そして、看護師として初の担当で看取らせてしまう、葵への申し訳ないという気持ちだ。

 

ただ、その前に自分でも出来ることをやってみるかな。 

そう思えたのは、昨日の看護師の葵と話していた内容である。

ひとつ、普通では考えられない筈のことについて、自身の中で確信に至った。

 

 

――D.C.(ダ・カーポ)

 

それは、前世と呼べる自分が見ていたアニメであり、好きであったシリーズである。

 

初音島という場所が舞台の、少年少女たちの恋愛物語である。

魔法というファンタジー要素もあったが、基本的には日常的な生活を描いたものだ。

ギャルゲーということもあり、美人に囲まれるとかは、非日常と言えるかもしれないが。

 

前世で高校生の頃、深夜に偶然テレビを見たとき、D.C.というアニメを見たのだ。

彼の中でアニメは熱血物などが思い浮かべるイメージの中心であり、可愛い女の子との恋愛ものを見て凄くドキドキしたのである。

深夜アニメ=エッチなアニメという印象がついた瞬間であった。

 

余談ではあったが、彼にとっては強い印象があった為、この世界がD.C.の世界なのだと思い出すことが出来た。

 

ただし、死ぬ自分にはあまり意味がない話だと感じていた。

それが変わったのは、葵が語った、彼女の祖母の話しである

 

 

『お婆ちゃんがね、昔、その魔法の桜に願いを叶えてもらったんだって』

 

彼方からしてみれば、盲点であったのだ。

魔法の桜については、アニメやゲームの朧気な知識で覚えている。

だが、魔法の桜で願いが叶うのは、D.C.作品で登場していた少女たち、という思い込みがあった。

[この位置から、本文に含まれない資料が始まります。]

PR #1724, opened 2015-06-26
Idle action improvements

Frogging101:
The following improvements to idle actions in the Mumble client are included in this PR:
- Use system idle time to trigger idle actions
- Add ability to move to a specified channel when idle

I've added a new field to the favourite server dialog, a new drop-down option in the perferences as well as an icon to indicate the idle channel, as seen here:

Screenshot

When the user returns to their computer, the idle action is reversed (they are moved out of the idle channel or unmuted/undeafened).

This does not work on Mac as I have no Macintosh machine to develop or test on. To make it work on Mac, implement the necessary code into System.cpp's getIdleSeconds(). Until then, the idle action fails gracefully by simply not occurring.

Please review this change and give me your thoughts and suggestions :)

### DIFF
--- a/icons/publicdomain/Zzz_sleep.svg
+++ b/icons/publicdomain/Zzz_sleep.svg
@@ -1,0 +1,235 @@
+<?xml version="1.0" encoding="UTF-8" standalone="no"?>
+<!-- Created with Inkscape (http://www.inkscape.org/) -->
+
+<svg
+   xmlns:dc="http://purl.org/dc/elements/1.1/"
+   xmlns:cc="http://creativecommons.org/ns#"
+   xmlns:rdf="http://www.w3.org/1999/02/22-rdf-syntax-ns#"
+   xmlns:svg="http://www.w3.org/2000/svg"
+   xmlns="http://www.w3.org/2000/svg"
+   xmlns:xlink="http://www.w3.org/1999/xlink"
+   xmlns:sodipodi="http://sodipodi.sourceforge.net/DTD/sodipodi-0.dtd"
+   xmlns:inkscape="http://www.inkscape.org/namespaces/inkscape"
+   version="1.1"
+   width="49.388714"
+   height="54.500465"
+   id="svg3168"
+   inkscape:version="0.48.4 r9939"
+   sodipodi:docname="Zzz_sleep.svg">
+  <sodipodi:namedview
+     pagecolor="#ffffff"
+     bordercolor="#666666"
+     borderopacity="1"
+     objecttolerance="10"
+     gridtolerance="10"
+     guidetolerance="10"
+     inkscape:pageopacity="0"
+     inkscape:pageshadow="2"
+     inkscape:window-width="2560"
+     inkscape:window-height="1385"
+     id="namedview5023"
+     showgrid="false"
+     inkscape:zoom="12.836708"
+     inkscape:cx="4.0778311"
+     inkscape:cy="24.565592"
+     inkscape:window-x="-2"
+     inkscape:window-y="-3"
+     inkscape:window-maximized="1"
+     inkscape:current-layer="svg3168"
+     fit-margin-top="0"
+     fit-margin-left="0"
+     fit-margin-right="0"
+     fit-margin-bottom="0" />
+  <metadata
+     id="metadata3205">
+    <rdf:RDF>
+      <cc:Work
+         rdf:about="">
+        <dc:format>image/svg+xml</dc:format>
+        <dc:type
+           rdf:resource="http://purl.org/dc/dcmitype/StillImage" />
+        <dc:title></dc:title>
+      </cc:Work>
+    </rdf:RDF>
+  </metadata>
+  <defs
+     id="defs3170">
+    <linearGradient
+       x1="20.27"
+       y1="30.870001"
+       x2="17.440001"
+       y2="14.54"
+       id="linearGradient4668"
+       gradientUnits="userSpaceOnUse">
+      <stop
+         id="stop4670"
+         style="stop-color:#a0a0a0;stop-opacity:1"
+         offset="0" />
+      <stop
+         id="stop4672"
+         style="stop-color:#9bff9b;stop-opacity:1"
+         offset="1" />
+    </linearGradient>
+    <linearGradient
+       x1="22.200001"
+       y1="30.530001"
+       x2="19.360001"
+       y2="14.2"
+       id="e"
+       xlink:href="#a"
+       gradientUnits="userSpaceOnUse" />
+    <linearGradient
+       x1="9"
+       y1="44.299999"
+       x2="5.0999999"
+       y2="30.76"
+       id="d"
+       xlink:href="#a"
+       gradientUnits="userSpaceOnUse" />
+    <linearGradient
+       x1="40.400002"
+       y1="1.91"
+       x2="46.400002"
+       y2="9.29"
+       id="b"
+       gradientUnits="userSpaceOnUse"
+       gradientTransform="matrix(2.25,0,0,2.11,-56,1.76)">
+      <stop
+         id="stop3175"
+         style="stop-color:#005c00;stop-opacity:1;"
+         offset="0" />
+      <stop
+         id="stop3177"
+         style="stop-color:#009400;stop-opacity:1;"
+         offset="1" />
+    </linearGradient>
+    <linearGradient
+       x1="20.27"
+       y1="30.870001"
+       x2="17.440001"
+       y2="14.54"
+       id="a"
+       gradientUnits="userSpaceOnUse">
+      <stop
+         id="stop3180"
+         style="stop-color:#49ac49;stop-opacity:1;"
+         offset="0" />
+      <stop
+         id="stop3182"
+         style="stop-color:#007e00;stop-opacity:1;"
+         offset="1" />
+    </linearGradient>
+    <linearGradient
+       x1="9"
+       y1="44.299999"
+       x2="5.0999999"
+       y2="30.76"
+       id="linearGradient3771"
+       xlink:href="#linearGradient4668"
+       gradientUnits="userSpaceOnUse" />
+    <linearGradient
+       x1="22.200001"
+       y1="30.530001"
+       x2="19.360001"
+       y2="14.2"
+       id="linearGradient3775"
+       xlink:href="#a"
+       gradientUnits="userSpaceOnUse"
+       gradientTransform="matrix(1.2853546,0,0,1.2853546,-10.31492,-4.9290956)" />
+    <linearGradient
+       x1="40.400002"
+       y1="1.91"
+       x2="46.400002"
+       y2="9.29"
+       id="linearGradient3779"
+       xlink:href="#b"
+       gradientUnits="userSpaceOnUse"
+       gradientTransform="matrix(2.7218267,0,0,2.5524686,-76.433808,-0.45714763)" />
+    <linearGradient
+       inkscape:collect="always"
+       xlink:href="#a"
+       id="linearGradient5054"
+       gradientUnits="userSpaceOnUse"
+       gradientTransform="matrix(1.5012367,0,0,1.5012367,-14.51748,-11.494071)"
+       x1="22.200001"
+       y1="30.530001"
+       x2="19.360001"
+       y2="14.2" />
+    <linearGradient
+       inkscape:collect="always"
+       xlink:href="#a-4"
+       id="linearGradient5054-8"
+       gradientUnits="userSpaceOnUse"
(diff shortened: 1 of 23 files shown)


mkrautz:
High level comments from my first read through:

What's the rationale for having the channel be configured for each user?
I've always imagined an idle channel as something a server admin would configure.
IMO, the idle channel shouldn't go in the connect dialog.

The global idle channel variables in Chanel.cpp should probably live somewhere else, and not be global variables. My first thought was ServerHandler, but maybe MainWindow is a better idea (although it's very cluttered!)

The idle management code in AudioInput should not live there. I guess the logic is that the old idle handling code was there -- and that audio transmission is a good hint to re-check the idle timer?

I think we should instead do:

 - Add a timer to MainWindow that checks the idle state every, maybe, 10 seconds? Maybe, probably, more.
 - In AudioInput, instead of the idle code there's there now, send a signal to the same slot the timer uses (use Qt::QueuedConnection to make it cross-thread compatible).

That should make it nicer.

WDYT?

Frogging101:
Thanks for your comments.

I agree that the placement of things could use improvement. I kept the idle code in AudioInput because that's where it was before, and I didn't know where else it would go (being unfamiliar with the layout of the code). I figured it was there because perhaps that's the only loop that consistently runs throughout the program. Your timer idea is a better one.

The per-user idle channel configuration just seemed the most simple. No protocol additions required. It does make more sense, now that you mention it, for it to be set by the administrator. I'm not sure how I'd go about making that addition to the protocol etc. however. Maybe you can point me in the right direction.

mkrautz:
For an initial version, I think the following would make sense:

https://github.com/mumble-voip/mumble/blob/master/src/Mumble.proto#L521

Add an optional field to ServerConfig that specifies the channel ID to use as the idle channel.

Add some code in the receive handler for ServerConfig in the client to store the idle channel received from the server somewhere.

Once the client part is in there, you can always add the server part later. But if you really want to add it immediately, it shouldn't be too bad.

Initially, you could simply add a config option for idlechannel= to the ini -- equivalent to the current defaultchannel option.

The server would then simply broadcast the ID set in the idlechannel config option via its ServerConfig.

Making a fancy UI for setting the server's idle channel via the client can come much later...

Sounds sensible?

mkrautz:
Pointers for the places I talked about in my previous message:

The receive handler for ServerConfig:
https://github.com/mumble-voip/mumble/blob/master/src/mumble/Messages.cpp#L173

Per-server config options: (these are typically configured per-server in the DB, but if not set, values from the Meta object, which represents the values from the .ini file, are inherited):
[Use default chan as the guiding template...]
https://github.com/mumble-voip/mumble/blob/master/src/murmur/Server.cpp#L373
https://github.com/mumble-voip/mumble/blob/master/src/murmur/Server.cpp#L430


Global config (meta) options -- config options read from the ini file:
https://github.com/mumble-voip/mumble/blob/master/src/murmur/Meta.cpp#L285
https://github.com/mumble-voip/mumble/blob/master/src/murmur/Meta.cpp#L491
https://github.com/mumble-voip/mumble/blob/master/src/murmur/Server.cpp#L515

Hope it helps.

Frogging101:
All right, I'll look into it. Thank you.

As for the AudioInput idle code, as far as I can tell, it does not run on transmission, it runs every "frame". In fact I think it explicitly does not run if transmission is happening because of !bIsSpeech (correct me if I'm wrong). With that in mind, it doesn't make much sense to signal the idle check function from there as well as from a timer.

mkrautz:
Another potential place to put a force-idle-check is in the GlobalShortcut code.  Mouse button clicked, or keyboard key pressed?  Trigger idle check.

mkrautz:
That'd probably feel best to users, if the intention is to move them back into their previous channel immediately once they're back from being idle.

Drexl:
Hi. I'm not actively involved in anyway, but as a user my input is that any
idle time-out feature should be controlled by the administrator. As a side
note, this is a feature I've been anticipating for years.

mkrautz:
@Drexl You mean that the "idle time before moving to idle/AFK channel" should be configurable by the admin?

Frogging101:
Could you elaborate? What do you mean by idle time-out, and why should 
it be administrator-controlled? I believe there are plugins and 
applications already that hook into the server for automatically 
moving/kicking idle users. This is client-side, and deals with 
client-side idleness (user hasn't used the computer) rather than 
server-side idleness (user hasn't interacted with the server).

mkrautz:
@Frogging101 Also, most, if not all of your Q_OS_LINUX checks should probably be Q_OS_UNIX.

Frogging101:
Does Q_OS_UNIX not also include OS X though?

mkrautz:
It does, but Q_OS_LINUX does not include any BSDs.  Mostly, it'll solve itself once OS X (Q_OS_MAC) support is added.

hacst:
I assume @Drexl means the server admin should be able to set the channel as well as the timeout and have the server enforce it. Basically what I tried to enable in my sysidle branch (https://github.com/hacst/mumble/commit/26454a208a60762b3a4a34007b4b15000887d237). That kinda got sidetracked by privacy considerations though.

Drexl:
@John Brooks, @Mikkel Krautz, Sure I can elaborate. I've used the plugins
you've mentioned and I have problems with them which I'll cover in a
moment. When I say idle-timeout should be configurable by and admin I
really mean anything related to such a feature should be configurable
solely by the admin(s). This means which channel AFK timed-out users get
sent to, how long the timeout period is, and which users (if any) are
white-listed, etc. Perhaps I'm misinterpreting the scope of this feature in
which case I apologize. Regardless, I'm certain anything related to timeout
or AFK should be admin controlled.

Plugins that have attempted to implement what I described above have one
major flaw that I've noticed. They don't take into account any activity
outside the scope of Mumble. Comparison applications such as Ventrillo
(RIP), and Teamspeak (I think) are aware of mouse-movement/keyboard strokes
and don't time-out the user unless they actually appear to not be present
at the machine. This is important because often-times I'm not saying
anything for 5,10,15, 30 minutes or more but am actually present.

hacst:
Yeah. That's basically what the patch I linked resolved. Transmitted idle time would've been based on system idle time enabling server side extensions to work with it.

Drexl:
@Stefan Hacker, Ah. I could see how privacy concerns would side-track it.
Personally, I feel that is waaay to edge case to be a legitimate concern,
and haven't noted and issues arise with other applications, but this
obviously isn't the place for that discussion. I apologize for
side-tracking.

mkrautz:
Most of the privacy concerns could probably be addressed with a checkbox in the audio wizard, near the checkbox that asks you whether you want to send anonymous statistics to the Mumble project.

Drexl:
@Mikkel Krautz, Agreed. With a tooltip that explains the consequences of
not allowing the information to be transmitted.

hacst:
Looking at my patch it had a check-box already (though not in the wizard). Not sure what state that patch had when I abandoned it though ;) Not that fond of having that many things to choose in the wizard to be honest.

mkrautz:
Sketch of the feature:

  - Client-side settings for whether to use system idle timer, or "last audio transmission" as the idle source.
  - Audio Wizard modified to include a checkbox for sysidle -- obviously, Settings dialob also has it.
  - Ping messages are modified to add an idle_time.
 - Once a user's idle_time > idletimeout (server config option), move to idlechannel (server config option)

だからこそ、作品に登場していない人々の願いを叶えていたことは、青天の霹靂であった。

 

 

「場所は、こっちで間違いないよね……」

 

後で叱られるだろうなと、彼方は今頃騒ぎになっているだろう病院の人や両親に内心謝る。

それでも行くべきだと、自分自身の衝動をおさえることが出来なかったのだ。

 

勿論、これから行く場所は。

 

 

「――あった」

 

神秘的だと、目の前の光景を思った。

 

木々が沢山生える先に、ぽっかり穴が空いたように、ひらけた場所がある。

そして、その中心には、ぽつんとひとつの大樹が存在した。

大きな桜の樹に、雪が降る景色は、本当に非日常を感じさせる光景であったのだ。

 

その大樹に近づき、そっと触れる。

 

 

「いつか、枯れてしまうのか」

 

桜を見上げながら、彼方はつぶやいた。

葵の話が確かなら、今はD.C.IIに時系列は近いのだろう。

この桜は、不具合があり、枯らさざるを得ない状況になってしまうのだろう、と。

 

 

「――それでも、」

 

そもそも、魔法の桜は、純粋な願いを叶える筈であった。

自分の願いが物語の人々と同じように、純粋である自信がなかった。

 

 

「――それでも、」

 

それに、願いが叶って病気が治っても、枯れてしまったら自分は――

 

 

「――それでも、」

 

こんな優しい世界に生きたいです、と。

 

 

 

 

 

 

 

 

数日後、病院には、さまざまな強い感情が溢れていた。

 

奇跡だと驚きを隠せない医者、

神に感謝する両親、

嬉しそうな表情で、泣きながら彼方に抱きつく葵の姿があった。

 

 

これは、死を覚悟する少年と、その周りの人々の日常を描いた物語である。

 




恋姫とかマジ恋とかも大好きですが、D.C.もキャラクターの魅力は負けてない気がしてます。
ただ、日常系は需要が少ないのかもしれませんね。

そんなに本作は長くならない予定です。
終わったら、またマイナーな作品を書くかもです。

では、失礼します。

p.s.
プロローグを一部、手直ししました。

わたしの印象に残るドラマで、草なぎ剛主演の『僕の生きる道』というのがあります。
主人公が死ぬまでの過程を描いたドラマです。
ハッピーエンドが好きなのですが、死で終わっても嫌ではなかったです。

だからこそ、本作の主人公を死で終わらせようと思いましたが、少し考えています。
結末は、劇場で、ということで。